'''

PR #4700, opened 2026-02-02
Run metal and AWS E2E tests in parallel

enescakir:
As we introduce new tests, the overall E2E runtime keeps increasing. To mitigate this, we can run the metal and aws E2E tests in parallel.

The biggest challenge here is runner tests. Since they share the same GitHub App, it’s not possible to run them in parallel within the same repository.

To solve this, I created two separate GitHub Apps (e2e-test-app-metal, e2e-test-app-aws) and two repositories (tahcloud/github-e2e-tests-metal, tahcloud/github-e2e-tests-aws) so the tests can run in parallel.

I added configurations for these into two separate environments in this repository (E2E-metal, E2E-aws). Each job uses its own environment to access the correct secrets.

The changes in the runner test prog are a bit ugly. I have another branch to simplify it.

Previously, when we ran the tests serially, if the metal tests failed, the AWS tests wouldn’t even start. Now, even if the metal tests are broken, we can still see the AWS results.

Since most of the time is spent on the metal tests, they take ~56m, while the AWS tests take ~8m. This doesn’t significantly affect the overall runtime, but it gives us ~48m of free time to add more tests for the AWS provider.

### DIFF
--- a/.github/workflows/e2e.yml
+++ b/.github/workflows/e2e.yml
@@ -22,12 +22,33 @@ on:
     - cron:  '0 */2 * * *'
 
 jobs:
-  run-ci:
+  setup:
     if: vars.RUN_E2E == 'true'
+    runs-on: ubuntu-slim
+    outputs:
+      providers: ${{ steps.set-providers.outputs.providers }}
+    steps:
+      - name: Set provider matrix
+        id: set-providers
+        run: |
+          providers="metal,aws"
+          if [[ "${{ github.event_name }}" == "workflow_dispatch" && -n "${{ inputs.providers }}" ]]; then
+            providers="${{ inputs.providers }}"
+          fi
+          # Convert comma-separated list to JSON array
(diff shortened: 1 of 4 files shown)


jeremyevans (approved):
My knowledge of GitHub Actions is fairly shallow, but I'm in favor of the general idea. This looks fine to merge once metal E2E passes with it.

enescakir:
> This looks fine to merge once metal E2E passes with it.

'''

Exercise: Your answer must be a single number: the count of lines in these records that contain "passes".

Exercise output: 2